**Your assignment**
Pick each line that has "writing" out of the records.

**Entries provided**
━━━━━━━━━━━━━━━━━━━━━━━━━━━━━━

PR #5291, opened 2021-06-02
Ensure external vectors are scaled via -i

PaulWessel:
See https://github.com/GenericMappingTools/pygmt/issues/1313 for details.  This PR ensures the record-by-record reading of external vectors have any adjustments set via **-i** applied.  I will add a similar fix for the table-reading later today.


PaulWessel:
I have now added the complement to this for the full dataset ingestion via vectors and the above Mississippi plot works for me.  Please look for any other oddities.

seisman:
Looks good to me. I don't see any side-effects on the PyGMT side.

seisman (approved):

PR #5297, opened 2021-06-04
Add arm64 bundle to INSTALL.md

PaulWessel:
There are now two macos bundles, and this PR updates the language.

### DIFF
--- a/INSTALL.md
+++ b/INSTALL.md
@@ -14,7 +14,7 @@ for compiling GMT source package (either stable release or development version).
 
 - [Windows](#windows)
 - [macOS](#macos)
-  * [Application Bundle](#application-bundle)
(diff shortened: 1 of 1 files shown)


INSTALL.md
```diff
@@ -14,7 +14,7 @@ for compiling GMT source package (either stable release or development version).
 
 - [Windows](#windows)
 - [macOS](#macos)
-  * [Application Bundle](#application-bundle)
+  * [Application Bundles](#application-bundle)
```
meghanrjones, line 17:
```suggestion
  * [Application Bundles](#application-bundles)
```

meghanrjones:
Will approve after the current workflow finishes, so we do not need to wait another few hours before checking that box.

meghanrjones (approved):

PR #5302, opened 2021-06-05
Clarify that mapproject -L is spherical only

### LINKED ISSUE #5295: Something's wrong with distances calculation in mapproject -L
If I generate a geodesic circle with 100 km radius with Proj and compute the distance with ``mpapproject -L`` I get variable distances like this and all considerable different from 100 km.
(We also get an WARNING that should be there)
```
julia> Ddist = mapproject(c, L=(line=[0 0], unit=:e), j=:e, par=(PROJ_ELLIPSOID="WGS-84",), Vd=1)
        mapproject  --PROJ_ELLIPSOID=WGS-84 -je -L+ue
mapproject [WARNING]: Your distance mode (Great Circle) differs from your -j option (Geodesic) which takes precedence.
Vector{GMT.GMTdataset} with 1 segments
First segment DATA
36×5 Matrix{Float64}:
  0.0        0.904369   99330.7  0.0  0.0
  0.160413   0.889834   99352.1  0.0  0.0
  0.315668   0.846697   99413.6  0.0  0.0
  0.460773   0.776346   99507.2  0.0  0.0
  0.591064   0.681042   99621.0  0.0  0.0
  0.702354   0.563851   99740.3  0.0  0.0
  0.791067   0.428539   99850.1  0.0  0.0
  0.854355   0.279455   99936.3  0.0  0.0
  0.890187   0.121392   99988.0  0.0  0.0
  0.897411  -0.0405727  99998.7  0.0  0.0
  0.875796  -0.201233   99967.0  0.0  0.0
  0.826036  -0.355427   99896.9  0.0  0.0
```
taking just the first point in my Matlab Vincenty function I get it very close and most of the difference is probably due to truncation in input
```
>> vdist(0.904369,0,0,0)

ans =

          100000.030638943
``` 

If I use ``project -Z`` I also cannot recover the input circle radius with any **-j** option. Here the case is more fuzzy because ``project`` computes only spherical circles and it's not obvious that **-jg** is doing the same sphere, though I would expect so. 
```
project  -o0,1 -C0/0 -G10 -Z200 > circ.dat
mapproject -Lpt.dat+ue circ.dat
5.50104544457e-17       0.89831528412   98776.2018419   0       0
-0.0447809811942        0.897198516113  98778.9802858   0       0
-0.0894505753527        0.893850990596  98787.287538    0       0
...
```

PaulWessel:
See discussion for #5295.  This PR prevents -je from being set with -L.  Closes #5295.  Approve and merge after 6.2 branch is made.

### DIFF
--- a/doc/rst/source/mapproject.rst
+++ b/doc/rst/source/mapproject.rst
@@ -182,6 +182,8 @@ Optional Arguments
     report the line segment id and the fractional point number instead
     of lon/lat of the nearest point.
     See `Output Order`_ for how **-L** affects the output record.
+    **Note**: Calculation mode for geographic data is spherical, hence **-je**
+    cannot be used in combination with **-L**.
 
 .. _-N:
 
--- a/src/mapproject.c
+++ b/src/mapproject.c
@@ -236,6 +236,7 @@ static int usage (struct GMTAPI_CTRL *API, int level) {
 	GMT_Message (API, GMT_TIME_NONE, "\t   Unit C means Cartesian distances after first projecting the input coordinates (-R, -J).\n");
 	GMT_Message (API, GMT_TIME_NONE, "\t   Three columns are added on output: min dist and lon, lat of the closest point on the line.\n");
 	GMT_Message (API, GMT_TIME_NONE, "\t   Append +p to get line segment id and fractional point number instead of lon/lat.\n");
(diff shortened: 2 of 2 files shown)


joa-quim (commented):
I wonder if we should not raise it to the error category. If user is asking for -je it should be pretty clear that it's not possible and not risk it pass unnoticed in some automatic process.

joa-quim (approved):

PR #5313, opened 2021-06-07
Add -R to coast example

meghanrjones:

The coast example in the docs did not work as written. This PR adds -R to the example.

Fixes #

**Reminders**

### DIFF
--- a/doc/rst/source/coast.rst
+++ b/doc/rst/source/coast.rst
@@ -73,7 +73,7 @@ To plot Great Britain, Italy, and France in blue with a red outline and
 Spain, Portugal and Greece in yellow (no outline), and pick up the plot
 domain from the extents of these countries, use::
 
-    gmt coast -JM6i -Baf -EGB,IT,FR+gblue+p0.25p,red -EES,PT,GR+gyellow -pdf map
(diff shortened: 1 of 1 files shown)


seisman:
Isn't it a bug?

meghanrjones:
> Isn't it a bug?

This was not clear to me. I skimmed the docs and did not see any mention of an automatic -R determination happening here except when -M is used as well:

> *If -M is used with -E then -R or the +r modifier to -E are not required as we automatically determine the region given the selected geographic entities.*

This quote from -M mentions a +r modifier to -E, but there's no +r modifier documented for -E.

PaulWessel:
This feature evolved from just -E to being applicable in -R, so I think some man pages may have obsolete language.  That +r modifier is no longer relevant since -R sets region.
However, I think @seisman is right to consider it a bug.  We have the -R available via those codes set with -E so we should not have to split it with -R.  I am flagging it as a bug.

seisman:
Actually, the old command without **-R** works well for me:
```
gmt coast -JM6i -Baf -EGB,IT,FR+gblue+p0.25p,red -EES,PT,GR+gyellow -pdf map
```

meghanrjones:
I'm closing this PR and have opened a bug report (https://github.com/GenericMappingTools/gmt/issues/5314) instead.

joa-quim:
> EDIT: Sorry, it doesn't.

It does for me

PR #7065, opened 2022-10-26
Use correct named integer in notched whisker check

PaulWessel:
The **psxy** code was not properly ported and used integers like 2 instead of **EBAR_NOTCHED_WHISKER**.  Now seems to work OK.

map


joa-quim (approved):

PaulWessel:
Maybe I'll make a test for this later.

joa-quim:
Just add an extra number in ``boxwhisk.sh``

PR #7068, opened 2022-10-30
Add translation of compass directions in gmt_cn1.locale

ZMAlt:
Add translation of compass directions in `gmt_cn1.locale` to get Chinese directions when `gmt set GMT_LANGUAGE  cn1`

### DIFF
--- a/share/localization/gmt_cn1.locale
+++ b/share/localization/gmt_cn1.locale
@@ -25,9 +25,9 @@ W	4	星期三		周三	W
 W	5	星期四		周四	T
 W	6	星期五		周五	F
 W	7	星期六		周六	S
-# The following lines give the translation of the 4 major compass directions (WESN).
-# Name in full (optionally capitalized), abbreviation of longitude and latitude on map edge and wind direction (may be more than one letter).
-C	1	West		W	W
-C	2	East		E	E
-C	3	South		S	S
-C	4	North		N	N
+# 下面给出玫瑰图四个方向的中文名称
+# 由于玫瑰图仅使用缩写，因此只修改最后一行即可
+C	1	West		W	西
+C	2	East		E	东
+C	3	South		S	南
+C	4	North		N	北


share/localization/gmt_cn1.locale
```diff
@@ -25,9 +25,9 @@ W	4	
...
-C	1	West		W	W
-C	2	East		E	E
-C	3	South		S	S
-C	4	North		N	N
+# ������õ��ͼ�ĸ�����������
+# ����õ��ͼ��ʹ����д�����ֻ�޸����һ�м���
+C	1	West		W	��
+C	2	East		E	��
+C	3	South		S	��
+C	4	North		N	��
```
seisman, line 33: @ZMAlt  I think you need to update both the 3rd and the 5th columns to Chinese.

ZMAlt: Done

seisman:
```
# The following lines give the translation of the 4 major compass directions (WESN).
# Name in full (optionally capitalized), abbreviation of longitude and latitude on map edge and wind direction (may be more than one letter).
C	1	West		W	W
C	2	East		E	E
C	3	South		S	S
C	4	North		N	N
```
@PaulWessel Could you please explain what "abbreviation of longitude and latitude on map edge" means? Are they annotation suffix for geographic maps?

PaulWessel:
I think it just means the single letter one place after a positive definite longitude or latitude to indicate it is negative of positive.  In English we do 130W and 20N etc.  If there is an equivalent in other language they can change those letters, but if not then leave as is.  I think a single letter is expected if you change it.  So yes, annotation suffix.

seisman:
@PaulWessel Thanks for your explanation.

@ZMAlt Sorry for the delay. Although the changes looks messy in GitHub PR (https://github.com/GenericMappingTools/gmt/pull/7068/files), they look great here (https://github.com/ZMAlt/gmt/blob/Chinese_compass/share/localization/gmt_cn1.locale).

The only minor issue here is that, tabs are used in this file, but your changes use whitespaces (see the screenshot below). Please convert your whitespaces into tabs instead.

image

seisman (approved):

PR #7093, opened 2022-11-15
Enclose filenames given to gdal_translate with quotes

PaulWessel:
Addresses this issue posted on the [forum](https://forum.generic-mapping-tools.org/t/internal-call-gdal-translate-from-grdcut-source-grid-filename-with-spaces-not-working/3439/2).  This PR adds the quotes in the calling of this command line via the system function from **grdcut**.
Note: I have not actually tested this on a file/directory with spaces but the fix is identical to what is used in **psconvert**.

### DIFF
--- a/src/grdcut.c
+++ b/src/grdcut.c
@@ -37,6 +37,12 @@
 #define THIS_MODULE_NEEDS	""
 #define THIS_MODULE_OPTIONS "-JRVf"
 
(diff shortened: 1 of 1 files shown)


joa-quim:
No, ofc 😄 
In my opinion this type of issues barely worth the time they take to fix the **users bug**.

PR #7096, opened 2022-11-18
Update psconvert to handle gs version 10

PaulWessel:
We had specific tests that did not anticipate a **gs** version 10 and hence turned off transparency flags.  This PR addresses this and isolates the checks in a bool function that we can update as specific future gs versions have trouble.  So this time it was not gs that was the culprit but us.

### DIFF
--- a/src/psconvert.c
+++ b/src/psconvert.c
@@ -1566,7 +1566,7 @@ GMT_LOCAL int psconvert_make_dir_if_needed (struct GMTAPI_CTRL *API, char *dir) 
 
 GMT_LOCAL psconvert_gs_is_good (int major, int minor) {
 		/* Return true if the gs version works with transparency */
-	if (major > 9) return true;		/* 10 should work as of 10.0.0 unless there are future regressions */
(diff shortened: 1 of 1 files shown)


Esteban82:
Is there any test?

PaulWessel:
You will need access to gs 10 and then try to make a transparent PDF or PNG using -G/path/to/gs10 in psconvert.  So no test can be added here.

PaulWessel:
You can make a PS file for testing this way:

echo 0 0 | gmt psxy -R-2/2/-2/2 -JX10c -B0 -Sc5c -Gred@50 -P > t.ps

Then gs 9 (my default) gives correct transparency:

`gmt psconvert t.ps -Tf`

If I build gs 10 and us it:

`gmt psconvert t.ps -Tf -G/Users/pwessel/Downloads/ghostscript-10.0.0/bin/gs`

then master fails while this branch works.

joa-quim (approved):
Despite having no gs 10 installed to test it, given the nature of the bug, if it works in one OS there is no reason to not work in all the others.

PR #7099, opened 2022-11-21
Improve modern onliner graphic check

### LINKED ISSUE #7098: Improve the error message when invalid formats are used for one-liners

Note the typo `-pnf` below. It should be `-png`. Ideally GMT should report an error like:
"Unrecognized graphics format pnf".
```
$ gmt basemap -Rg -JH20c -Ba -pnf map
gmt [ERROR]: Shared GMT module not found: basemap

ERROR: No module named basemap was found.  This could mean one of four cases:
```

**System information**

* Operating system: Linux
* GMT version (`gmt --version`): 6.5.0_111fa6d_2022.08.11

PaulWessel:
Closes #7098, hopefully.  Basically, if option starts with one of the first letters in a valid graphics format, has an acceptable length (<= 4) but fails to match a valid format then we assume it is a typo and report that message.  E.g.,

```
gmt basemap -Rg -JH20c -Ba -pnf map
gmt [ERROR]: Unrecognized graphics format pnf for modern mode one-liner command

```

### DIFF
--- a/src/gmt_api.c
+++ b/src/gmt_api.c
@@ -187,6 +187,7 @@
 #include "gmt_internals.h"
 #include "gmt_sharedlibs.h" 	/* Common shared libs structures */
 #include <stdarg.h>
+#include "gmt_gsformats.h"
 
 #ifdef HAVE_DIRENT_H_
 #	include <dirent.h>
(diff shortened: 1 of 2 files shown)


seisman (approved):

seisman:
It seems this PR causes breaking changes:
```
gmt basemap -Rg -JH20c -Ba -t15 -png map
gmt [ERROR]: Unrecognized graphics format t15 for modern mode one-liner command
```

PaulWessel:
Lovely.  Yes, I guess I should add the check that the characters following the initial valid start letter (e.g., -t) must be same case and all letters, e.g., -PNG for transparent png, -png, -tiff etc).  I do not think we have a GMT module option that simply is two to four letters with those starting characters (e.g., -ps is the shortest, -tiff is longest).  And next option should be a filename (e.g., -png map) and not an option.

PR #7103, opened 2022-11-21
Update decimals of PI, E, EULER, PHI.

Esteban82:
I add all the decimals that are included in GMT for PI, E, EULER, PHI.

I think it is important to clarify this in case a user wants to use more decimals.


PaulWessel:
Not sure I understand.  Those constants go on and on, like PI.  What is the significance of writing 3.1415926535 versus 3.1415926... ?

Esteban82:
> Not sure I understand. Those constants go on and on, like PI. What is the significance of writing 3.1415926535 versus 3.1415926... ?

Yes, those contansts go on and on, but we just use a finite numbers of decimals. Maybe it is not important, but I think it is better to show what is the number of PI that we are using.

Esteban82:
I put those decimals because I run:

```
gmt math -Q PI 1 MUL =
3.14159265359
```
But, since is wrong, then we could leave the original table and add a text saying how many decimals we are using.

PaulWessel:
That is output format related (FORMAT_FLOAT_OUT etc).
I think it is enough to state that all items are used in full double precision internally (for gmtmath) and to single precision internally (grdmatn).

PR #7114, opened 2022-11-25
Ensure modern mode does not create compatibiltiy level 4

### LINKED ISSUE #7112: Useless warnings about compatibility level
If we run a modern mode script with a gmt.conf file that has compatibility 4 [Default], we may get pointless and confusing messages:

━━━━━━━━━━━━━━━━━━━━━━━━━━━━━━

**Your solution**
Not sure I understand.  Those constants go on and on, like PI.  What is the significance of writing 3.1415926535 versus 3.1415926... ?
> Not sure I understand. Those constants go on and on, like PI. What is the significance of writing 3.1415926535 versus 3.1415926... ?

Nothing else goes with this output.